The new Mayan scholarship disillusions our sweeter longings for Edens and Utopias, but it does have the bracing jolt of reality. All this insight has become possible because of the work of scholars like Linda Schele and Mary Ellen Miller, who organized the present exercise. Since the 1960s, scholars have deciphered the Mayan glyphs so that much can be read with absolute accuracy. One of the great insights here is to look at two great, timeless masterworks from Chiapas and read a label saying, “The scene depicts a bloodletting rite that took place Oct. 28, AD 709.”
The Maya were real. The people depicted have names and did things on particular days. The veil of myth falls from a mythic people. Clarified, they are more compelling than ever.
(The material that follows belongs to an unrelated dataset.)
PR #283, opened 2024-09-18
Emulator MIDI File Opening

dylwhich:
### Description

Adds the ability to open a MIDI file with `--midi-file <filename>`, which starts the emulator in the `MIDI Player` mode and does some magic to inject the MIDI File contents into a fake CNFS entry. You can also omit the `--midi-file` argument and pass the MIDI file as the last argument, which should make dragging a MIDI file onto the executable Just Work to open things on Windows at least.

Finally, you look around the gallery and wonder less at what is revealed than the fact nobody saw it before. Without any verbal translation it is perfectly obvious that the Maya were a courtly and ceremonial people. A life-size stone head of a maize god and heavy architectural reliefs speak of great tombs and temples advertising the power and legitimacy of the ruler. The slightly stiff style--based on ancient Olmec--speaks more concern with correctness and intimidation than with originality.
That the Maya were real has always been abundantly clear in their brilliant Jaina figures, elegant six-inch genre portraits that are the miniaturized expressive glory of the Maya. They give us the whole range of life. A dirty, toothless old man paws a willing Amazonian beauty. He has to be rich. She wants to be.
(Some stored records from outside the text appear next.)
Issue #299, opened 2024-09-27
Improve MIDI Playback Performance


dylwhich:
**Summary**
The MIDI engine hasn't been optimized yet and we're running low on cycles so we should take a look

**Technical Spec**
List of random things to look into later, vaguely in order of how much I think they'll help with no real basis:

 * Move ADSR logic into sw synth, because it kind of already does this a bit anyway and will probably simplify the logic
 * Check for events less frequently, as the MIDI tick rate is vastly slower than the sample rate
 * Clean up the logic that decides whether to check for the next event. It's pretty complicated and it might be faster to just always do the check once
 * Look for 64-bit cars and math
 * Less interpolation with slightly more state
 * Check if all those `__builtin_ctz` and `__builtin_popcount` calls are actually turning into single instructions
 * Only sum oscillators for voices that are actually active (but this might allow "heavier" parts of songs to slow stuff down vs. always doing the same amount of work regardless)

AEFeinstein:
I'd also recommend using https://github.com/KDAB/hotspot to profile the emulator and see where the cycles are going. It's not the same as the firmware, but it should be close enough to find any big offenders. I used it when optimizing texture lookups for the raycaster last year.

The makefile target for generating code coverage data can also be kinda helpful for profiling a specific function be looking at the number of times each line is run

AEFeinstein:
Some idea of spots to look at
![image](https://github.com/user-attachments/assets/518f52fe-265e-4e31-a47a-a761ce446a0d)

AEFeinstein:
Good as we're getting!

Issue #278, opened 2024-09-13
Gamepad Mode


AEFeinstein:
**Summary**

Spruce up the UI. Is there anything else we'd want to change?

**Technical Spec**
_How will this be implemented?_
_What peripherals will be used, and how?_

**UI**
_What are the display screens & menus (if applicable)?_
_What user inputs are there for each screen?_

**Mockups**
_Paste any mockups of screens or anything else here._

**How to Test**
How can we verify the feature is working?

AEFeinstein:
@JVeg199X were there configs that you wanted to add here?

AEFeinstein:
Configs
* Swap touchpad between stick and virtual buttons

Also something with LEDs

AEFeinstein:
I believe this is done. @JVeg199X if it ain't, feel free to reopen.

Issue #232, opened 2024-05-22
Pango


AEFeinstein:
To be filled out by @JVeg199X 

----

**Summary**
_What is the feature all about? Is it a game, a utility, an enhancement, or something else?_

**Technical Spec**
_How will this be implemented?_
_What peripherals will be used, and how?_

**UI**
_What are the display screens & menus (if applicable)?_
_What user inputs are there for each screen?_

**Mockups**
_Paste any mockups of screens or anything else here._

**How to Test**
How can we verify the feature is working?

emilyanthony4244:
I noticed in the Pango tutorial the player is instructed to hit Start. This should be changed to match the button labels on the Swadge.

PR #313, opened 2024-11-12
A little bit of everything: Pango, Gamepad, Midi optimizaitons

JVeg199X:
### Description

Pango (#232):
- fix bug with enemy behavior that throws off block counting
- add hotdog particle and bonus item
- start adding music (this is definitely unfinished)
- Use drawWsgTile to increase FPS

Midi (#299):
- Don't sum oscillators for inactive voices or when current volume and target volume are both 0
- Always check for midi events at least once

Graphics code:
- Set explicit RGB value for cTransparent (black)

Gamepad (#278):
- Start adding an option for Switch gamepad to use touchpad as extra buttons


emulator/src/components/hdw-tft/hdw-tft.c
```diff
@@ -280,7 +280,7 @@ void drawDisplayTft(fnBackgroundDrawCallback_t fnBackgroundDrawCallback)
                     int colorolor = frameBuffer[(y * TFT_WIDTH) + x];
                     if (colorolor == 216)
                     {
-                        colorolor = c500;
```
AEFeinstein, line 283: This was intentional to highlight when transparent pixels are drawn, because they shouldn't be. Maybe I'm not understanding the use case, but shouldn't wsgs with transparency be drawn with transparent functions, and vice versa?

main/midi/midiPlayer.c
```diff
@@ -1198,23 +1255,15 @@ int32_t midiPlayerStep(midiPlayer_t* player)
...
-                <= SAMPLES_TO_MIDI_TICKS(player->sampleCount, player->tempo, player->reader.division))
-            {
-                checkEvents = true;
-            }
-        }
-        else
+        if (!player->eventAvailable)
         {
             ESP_LOGI("MIDI", "Done playing file!");
             midiSongEnd(player);
```
dylwhich, line 1269: `checkEvents` should be set to `false` here once the song has ended so it doesn't keep trying to check events later.

emulator/src/components/hdw-tft/hdw-tft.c
AEFeinstein: And this is specific to the emulator, so this is supposed to be a visual warning. Does the fact that you added an explicit value for `cTransparent` to `paletteColors[]` make this wholly unnecessary?

AEFeinstein:
@JVeg199X you're lucky I'm not one of those draconian PMs who enforce one-ticket-per-branch! There's a little feedback to go through here and then we're good to merge.

emulator/src/components/hdw-tft/hdw-tft.c
JVeg199X: The idea is to gain some FPS by using `drawWsgTile` to draw the tilemap instead of `drawWsgSimple`. 

All the tiles were designed with transparent pixels, which when normally drawn with `drawWsgTile`, appear as an off-white color. But, since the background in Pango is always black, we can make it look correct by adding an explicit definition for `cTransparent`, setting it to black.

The emulator handles `cTransparent` separately in this `if` statement here, but I should probably just add an explicit definition to the emulator palette instead...

main/modes/games/pango/pango.c
```diff
@@ -259,6 +259,9 @@ void pangoEnterMode(void)
     pango->tilemap.entityManager    = &(pango->entityManager);
     pango->tilemap.tileSpawnEnabled = true;
 
+    pa_loadMapFromFile(&(pango->tilemap), "preset.bin");
+    pa_generateMaze(&(pango->tilemap));
```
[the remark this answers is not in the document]
JVeg199X: The same algorithm used in the actual Pengo game, minus bugs!

https://www.ukvac.com/forum/threads/sega-pengo-bug-found-in-maze-generating-algorithm.23920/

main/midi/midiPlayer.c
JVeg199X: Fixed

main/modes/games/pango/pango.c
```diff
@@ -394,6 +397,7 @@ void pangoMainLoop(int64_t elapsedUs)
     }
 
     pango->update(pango, elapsedUs);
+    DRAW_FPS_COUNTER(pango->gameData.scoreFont);
```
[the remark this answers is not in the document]
JVeg199X: Yup!

emulator/src/components/hdw-tft/hdw-tft.c
JVeg199X: Of course, if we can further optimize the MIDI playback, I can go without the `cTransparent` changes.

AEFeinstein: As long as it's consistent and expected, the change is fine. I'd add to the emulator palette and call it a day.

main/modes/games/pango/pango.c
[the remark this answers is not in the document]
AEFeinstein: Wow, love that accuracy! Last time I generated mazes I used Eller's.
https://weblog.jamisbuck.org/2010/12/29/maze-generation-eller-s-algorithm

emulator/src/components/hdw-tft/hdw-tft.c
AEFeinstein: I'll add it to the emulator palette rn actually

AEFeinstein (approved):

Figures of soldiers range from the arrogance of a peacock-caparisoned young officer to the cruel sinew of a gritty veteran. And the prisoner figures--this one agonized, that one resigned and dignified--have the echoing pathos of the Parthenon friezes.
Real. As quotidian as you and I going to the 7-Eleven. Real but not pedestrian. Artists were immortalized in stories of the Popol Vuh as clever humans transformed into intuitive chimeras with monkey’s tails. Their craft seemed magical. Drawings on cylindrical vessels have the mad vivacity and virtuosity of Japanese monster calligraphy. Ritual objects on view are invested with the radiations of belief. Conch shell horns are transformed into human wonders by incised carving. They are as aesthetic as Faberge eggs.
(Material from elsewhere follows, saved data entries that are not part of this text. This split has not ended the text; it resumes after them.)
PR #339, opened 2024-12-15
Bigbug

DebrisHauler:
### Description

There are various different songs happening at different game states. Hurry up music, fail & clone at home music, dive summary music. LED light animations got overhauled for the latest LED layout. Bugs are walking and flying around each with their own speed. You can press the pause button to look at your radar (map). You can tether up to nearby bugs if they are a physics object (dead; shot 5 times). Bugs can be dragged to the booster's grabby hand. Or it will just grab unsuspecting bugs that travel there. Every 10 bugs creates a mega booster ping which will give you a random choice from a pool of radar upgrades. When you've taken every radar upgrade, the remaining choice on repeat tops off your ammo count. There are cars and doors. Interacting with cars that don't have a door is not recommended, as that is a different objective I haven't worked out yet. When you touch a car, the alarm is triggered. A horde of bugs is spawned, the size of which depends on the depth of the car. They get pretty crazy at the bottom of the map. The door closes the arena in. The code to close the door is stupidly complex because the door may be cached when it is off screen. You can always dig your way in or out, but it's best to keep the bugs enclosed so you can get them. Once you've killed a number of bugs equal to the number spawned, then the car's trunk opens and the door opens. The car trunk will give you something to improve Garbotnik, but this is not implemented yet.

### Test Instructions

How was this tested? Painfully. There are some crashes going on if you lift off or die, and maaaaaybe sometimes when you start a car alarm. Not sure if that one is fixed or not.

### Readiness Checklist
- [👎] I have run `make cppcheck` and checked that `cppcheck_result.txt` has no warnings for the changes


AEFeinstein:
It's warning about `bb_EnterMode()`, but that's expected.

cppcheck is throwing warnings about my background drawing code, but I think those are false positives.

AEFeinstein (approved):

PR #380, opened 2025-01-07
Joystick input for Windows & Linux

dylwhich:
### Description

Joystick inputs! They work on Windows and Linux, I haven't attempted OSX at all.

On both platforms, the joystick must be connected before the emulator starts. If the joystick is disconnected, the emulator will not attempt to reconnect to it.

Also in support of arcade-y things, I fixed the emulator display not being centered properly in fullscreen and some other situations that come up more often now that the LEDs have moved.

### Test Instructions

Flints are chipped into crazed, threatening, sawtoothed blades that have hydra-headed human profiles and Vision Monster bodies. They live equally in the realms of human need and natural force, which is where these people dwelt. The wind was a person. The man was the rain. The jaguar was the thunder. What’s amazing is that they were so much like us and that we can’t see that way.
Mayan ways were visible in chilling graphic detail long before the translations. Why didn’t Mayan experts of the past see these people clearly? The answer is always the same. They didn’t want to. The antique art that caused the Italian Renaissance lay in full view for centuries and people just didn’t see it. Mayan scholars did drawings of carved reliefs clearly showing bloodletters with ropes through their tongues. The draftsman just left out the rope.
They didn’t want to see it. Why? Too grim? Too out of touch with the sensibility of their epoch? Fascinating question.
More fascinating: Why do we want to see it now?